<<<<

PR #496, opened 2019-12-13
Feat/refresh

ruudboon:
Merged dev into branch
Fixed lint errors
Refactored timeout on refresh token to fix lint error

### DIFF
--- a/CHANGELOG.md
+++ b/CHANGELOG.md
@@ -2,6 +2,20 @@
 
 All notable changes to this project will be documented in this file. See [standard-version](https://github.com/conventional-changelog/standard-version) for commit guidelines.
 
+### [4.8.4](https://github.com/nuxt-community/auth-module/compare/v4.8.3...v4.8.4) (2019-09-12)
+
+
+### Bug Fixes
+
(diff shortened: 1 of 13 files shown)


emilsgulbis:
Installed `github:ruudboon/auth-module#feat/refresh` on local app and used config as mentioned https://github.com/nuxt-community/auth-module/pull/361#issue-282213943
did a manual testing - 
1. login works
2. storing of refresh token works
3. but looks like Vuex `auth` store doesnt update and redirect doesnt work as expected

emilsgulbis:
Jumped into source code and found out that instead of using `auth.strategies.local.endpoints.user.propertyName` to read data from user endpoint you should set `auth.strategies.local.user`

ruudboon:
I spoke to @pi0 last year ;) Some major rework is needed to support this. Internally ky is used in nuxt and it has `beforeRetry` hook. It makes sense to use that while keeping axios support.

emilsgulbis:
Also just found out that refresh token auth doesnt work on SSR - for example when refreshing browser. Page stucks

ruudboon:
@pi0 Can you give us a status update? Is there stuff going on to move to ky? Are there ways we can contribute to speed things up?

kisuka:
Any updates on this?

JoaoPedroAS51:
Closing here as these changes have been implemented. Thanks @ruudboon!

>>>>

-- WORK INSTRUCTIONS --
Reproduce the listing above verbatim, from first line to last.

-- EXPECTED ANSWER --
PR #496, opened 2019-12-13
Feat/refresh

ruudboon:
Merged dev into branch
Fixed lint errors
Refactored timeout on refresh token to fix lint error

### DIFF
--- a/CHANGELOG.md
+++ b/CHANGELOG.md
@@ -2,6 +2,20 @@
 
 All notable changes to this project will be documented in this file. See [standard-version](https://github.com/conventional-changelog/standard-version) for commit guidelines.
 
+### [4.8.4](https://github.com/nuxt-community/auth-module/compare/v4.8.3...v4.8.4) (2019-09-12)
+
+
+### Bug Fixes
+
(diff shortened: 1 of 13 files shown)


emilsgulbis:
Installed `github:ruudboon/auth-module#feat/refresh` on local app and used config as mentioned https://github.com/nuxt-community/auth-module/pull/361#issue-282213943
did a manual testing - 
1. login works
2. storing of refresh token works
3. but looks like Vuex `auth` store doesnt update and redirect doesnt work as expected

emilsgulbis:
Jumped into source code and found out that instead of using `auth.strategies.local.endpoints.user.propertyName` to read data from user endpoint you should set `auth.strategies.local.user`

ruudboon:
I spoke to @pi0 last year ;) Some major rework is needed to support this. Internally ky is used in nuxt and it has `beforeRetry` hook. It makes sense to use that while keeping axios support.

emilsgulbis:
Also just found out that refresh token auth doesnt work on SSR - for example when refreshing browser. Page stucks

ruudboon:
@pi0 Can you give us a status update? Is there stuff going on to move to ky? Are there ways we can contribute to speed things up?

kisuka:
Any updates on this?

JoaoPedroAS51:
Closing here as these changes have been implemented. Thanks @ruudboon!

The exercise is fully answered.